One range is to be output from the listing below, exactly as written: the line with "How about typecasting" to the line with "PR #2137, opened 2022-07-12", both kept.

-------

PR #2111, opened 2022-06-15
Resolved issue where PHP notice could be shown when calling Template library from an add-on

jcogs-design:
Line 1779 of `ee/legacy/libraries/Template.php` is passing null to `str_replace` under some conditions and assuming null will be replaced by ''.  php 8.1 doesn't like this and issues a deprecation warning. This uses the null coalescing operator to replace null with '' when the function is called if necessary.

## Overview

Replace this paragraph with a description of your changes and reasoning. Provide links to external references/discussions if appropriate.

## Nature of This Change

- [ ] 🐛 Fixes a bug
- [ ] 💅 Fixes coding style
- [ ] ✅ Adds tests
- [ ] 👽 Adds new dependency
- [ ] 🔒 Improves security 

- [ ] Yes
- [ ] No

## Documentation

### DIFF
--- a/system/ee/legacy/libraries/Template.php
+++ b/system/ee/legacy/libraries/Template.php
@@ -1750,7 +1750,7 @@ class EE_Template
                 if ((strtolower($class_name) == strtolower($meth_name)) or ($meth_name == '__construct')) {
                     $return_data = (isset($EE->return_data)) ? $EE->return_data : '';
                 } else {
-                    $return_data = $EE->$meth_name();
+                    $return_data = (string) $EE->$meth_name();
                 }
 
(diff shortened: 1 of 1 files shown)


intoeetive (changes requested):
Unfortunately `??` operator is not available in PHP 5.6 (and EE6 still supports that)

How about typecasting on line 1793, `$return_data = (string) $EE->$meth_name();` - would that solve the issue? (I'm assuming `null` in this case is coming from an add-on?)

jcogs-design:
Have updated patch to use suggested alternative php5.6 compatible solution.

intoeetive (approved):

bryannielsen (approved):

PR #2137, opened 2022-07-12
Resolved issue where some logins could trigger an erroneous cookie domain error

robinsowell:
Fixed a bug where some logins could trigger an erroneous 'The configured cookie domain does not match the site URL' error.


intoeetive:
(this is already in EE7, but needed for EE6)

intoeetive (approved):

-------

[Solution for this exercise]:
How about typecasting on line 1793, `$return_data = (string) $EE->$meth_name();` - would that solve the issue? (I'm assuming `null` in this case is coming from an add-on?)

jcogs-design:
Have updated patch to use suggested alternative php5.6 compatible solution.

intoeetive (approved):

bryannielsen (approved):

PR #2137, opened 2022-07-12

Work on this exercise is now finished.